To be convinced that everything is working, we could simulate a suitably large dataset (to essentially eliminate Monte Carlo error), say with 1,000,000 observations, fit a chosen model, simulate another suitably large dataset from that fitted model, and re-fit the true model. Parameter estimates should come out the same (ish).

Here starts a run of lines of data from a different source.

PR #2327, opened 2025-04-08
feat: Split metacleanup

jachym-tousek-keboola:
Earlier today we deployed #2326 which seemed to have fixed the problem despite not changing anything significant. From the logs it seems that file cleanup wasn't running on that stack for several days. My hypothesis is that since we split metacleanup to to separate goroutines for jobs and files (because of the separate intervals), somehow the goroutine for files cleanup ended and wasn't running anymore.

While investigating the issues I found several things I wanted to improve:
1. Skipping file listing for sink the node wasn't owner of (this was changed in #2326)
2. Sink mirror map was suboptimal, it was mirroring files instead of just sinks.
3. I didn't like the way how file cleanup and jobcleanup were handled so I did it differently.

The last point might potentially fix the core issue because I effectively reverted the change that added the separate goroutines.


internal/pkg/service/stream/storage/node/coordinator/coordinator.go
```diff
@@ -39,5 +40,9 @@ func Start(ctx context.Context, d dependencies.CoordinatorScope, cfg config.Conf
 		return err
 	}
 
+	if err := jobcleanup.Start(d, cfg.Storage.MetadataCleanup); err != nil {
```
Matovidlo, line 43: Isn't job same metadata as file which is part of metacleanup?

provisioning/stream/common.sh
```diff
@@ -60,9 +60,9 @@ export STREAM_STORAGE_READER_CPU_SOFT_LIMIT="${STREAM_STORAGE_READER_CPU_SOFT_LI
 
 # Storage coordinator watches statistics and based on them, triggers slice upload and file import by modifying the state of the entity in the etcd.
 # Memory/CPU usage is minimal.
-export STREAM_STORAGE_COORDINATOR_MEMORY_SOFT_LIMIT="${STREAM_STORAGE_COORDINATOR_MEMORY_SOFT_LIMIT:="500Mi"}"
-export STREAM_STORAGE_COORDINATOR_MEMORY_HARD_LIMIT="${STREAM_STORAGE_COORDINATOR_MEMORY_HARD_LIMIT:="750Mi"}"
-export STREAM_STORAGE_COORDINATOR_CPU_SOFT_LIMIT="${STREAM_STORAGE_COORDINATOR_CPU_SOFT_LIMIT:="400m"}"
+export STREAM_STORAGE_COORDINATOR_MEMORY_SOFT_LIMIT="${STREAM_STORAGE_COORDINATOR_MEMORY_SOFT_LIMIT:="200Mi"}"
+export STREAM_STORAGE_COORDINATOR_MEMORY_HARD_LIMIT="${STREAM_STORAGE_COORDINATOR_MEMORY_HARD_LIMIT:="250Mi"}"
+export STREAM_STORAGE_COORDINATOR_CPU_SOFT_LIMIT="${STREAM_STORAGE_COORDINATOR_CPU_SOFT_LIMIT:="200m"}"
```
Matovidlo, line 65: Why we changed new limits? There is still bigger usage than 200MiB, we agreed with Halama that this can remain

Matovidlo (commented):
I am confused from naming jobcleanup and metacleanup which is effectivelly file cleanup

internal/pkg/service/stream/storage/node/coordinator/coordinator.go
jachym-tousek-keboola: I'll split the config part as well.

jachym-tousek-keboola:
See also https://github.com/keboola/kbc-stacks/pull/2844

Matovidlo (approved):

hosekpeter (approved):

I leave that to you to try…if you can figure out that sentence.

Note, `survsim`

will simulate the same number of observations as `_N`

, so make sure any covariates in your model are filled up in all rows, otherwise missing values will be produced.

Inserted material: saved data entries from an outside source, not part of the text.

PR #2334, opened 2025-04-15
feat: Use ectd helm chart defrag configuration

jachym-tousek-keboola:
Jira: https://keboola.atlassian.net/browse/PSGO-1054

**Changes:**
- Changed etcd defragmentation configuration from the helm chart

-----------

Blocked by:
- https://github.com/bitnami/charts/issues/33006

### DIFF
--- a/provisioning/common/etcd/values.yaml
+++ b/provisioning/common/etcd/values.yaml
@@ -115,167 +115,21 @@ livenessProbe:
 readinessProbe:
   initialDelaySeconds: 0 # replaced by startupProbe
 
-# Defragmentation, see extraDeploy.
-defragmentation:
+preUpgradeJob:
+  resources:
+    requests:
+      cpu: "100m"
+      memory: "64Mi"
+    limits:
+      memory: "64Mi"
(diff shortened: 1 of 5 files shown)


jachym-tousek-keboola:
The test for defrag job fails here: https://github.com/bitnami/charts/blob/d526c9a5b91e206e3c00f944c80178c1cf6ccd34/bitnami/etcd/templates/cronjob-defrag.yaml#L76

The line was added in this PR but i'm not quite sure why: 
https://github.com/bitnami/charts/pull/30096

The [commit](https://github.com/bitnami/charts/commit/558e971fd3951ea349cb14739920d3c948f84edb) message contains a vague note:
> We don't have an easy way to generate jwt tokens so for now it only works with
> .Values.auth.token.type = "simple".

But I don't understand why this is a problem only for the defragmentation job but not for preUpgradeJob or snapshotter.

Matovidlo (approved):
LGTM

hosekpeter (approved):
LGTM

PR #2335, opened 2025-04-15
build: Update dependencies

jachym-tousek-keboola:


go.mod
```diff
@@ -36,12 +36,12 @@ require (
...
 	github.com/google/shlex v0.0.0-20191202100458-e7afc7fbc510
 	github.com/hashicorp/yamux v0.1.2
-	github.com/jarcoal/httpmock v1.3.1
+	github.com/jarcoal/httpmock v1.4.0
 	github.com/joho/godotenv v1.5.1
 	github.com/jonboulle/clockwork v0.5.0
 	github.com/jpillora/longestcommon v0.0.0-20161227235612-adb9d91ee629
 	github.com/json-iterator/go v1.1.12
-	github.com/keboola/go-client v1.29.4
+	github.com/keboola/go-client v1.30.0
```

All survival models that `merlin`

can fit, can subsequently be simulated from, using `survsim`

. I think that’s pretty awesome.

$~$

#### 4. Simulating competing risks data from specified cause-specific hazard functions

`survsim`

simulates competing risk data using the cause-specific hazard setting described by Beyersmann et al. (2009), utitlising the general simulation algorithm described by Crowther and Lambert (2013). Let’s simulate from a competing risk model with 2 competing events. The first cause-specific hazard has a Weibull distribution, with no covariates. The second cause-specific hazard model has an exponential distribution, with a beneficial treatment effect. Right censoring is applied at 10 years.

```
. clear
. set obs 1000
number of observations (_N) was 0, now 1,000
. gen trt = runiform()>0.5
. survsim stime6 event6 , hazard1(dist(weibull) lambda(0.1) gamma(1.2)) ///
> hazard2(dist(exponential) lambda(0.01) covariates(trt -0.5)) ///
> maxtime(10)
Warning: 212 survival times were above the upper limit of maxtime()
They have been set to maxtime()
You can identify them by _survsim_rc = 3
```

We can see which events occurred with

```
. tabulate event6
event6 | Freq. Percent Cum.
------------+-----------------------------------
0 | 212 21.20 21.20
1 | 747 74.70 95.90
2 | 41 4.10 100.00
------------+-----------------------------------
Total | 1,000 100.00
```

Now let’s simulate from a competing risk model with 3 competing events. The first cause-specific hazard has a user defined baseline hazard function, with a harmful treatment effect. The second cause-specific hazard model has a Weibull distribition, with a beneficial treatment effect. The third cause-specific hazard has a user-defined baseline hazard function, with an initially beneficial treatment effect that reduces linearly with respect to log time. Right censoring is applied at 3 years. Phew.

```
. survsim stime7 event7 , hazard1(user(exp(-2 :+ 0.2:* log(#t) :+ 0.1:*#t)) covariates(trt 0.1)) ///
> hazard2(dist(weibull) lambda(0.01) gamma(1.3) covariates(trt -0.5)) ///
> hazard3(user(0.1 :* #t :^ 1.5) covariates(trt -0.5) tde(trt 0.1) ///
> tdefunction(log(#t))) ///
> maxtime(3)
Warning: 345 survival times were above the upper limit of maxtime()
They have been set to maxtime()
You can identify them by _survsim_rc = 3
. tabulate event7
event7 | Freq. Percent Cum.
------------+-----------------------------------
0 | 345 34.50 34.50
1 | 342 34.20 68.70
2 | 24 2.40 71.10
3 | 289 28.90 100.00
------------+-----------------------------------
Total | 1,000 100.00
```

You can see that this can get as complex as necessary. I currently let you use up to 50 cause-specific hazards, just in case you’re feeling particularly adventurous.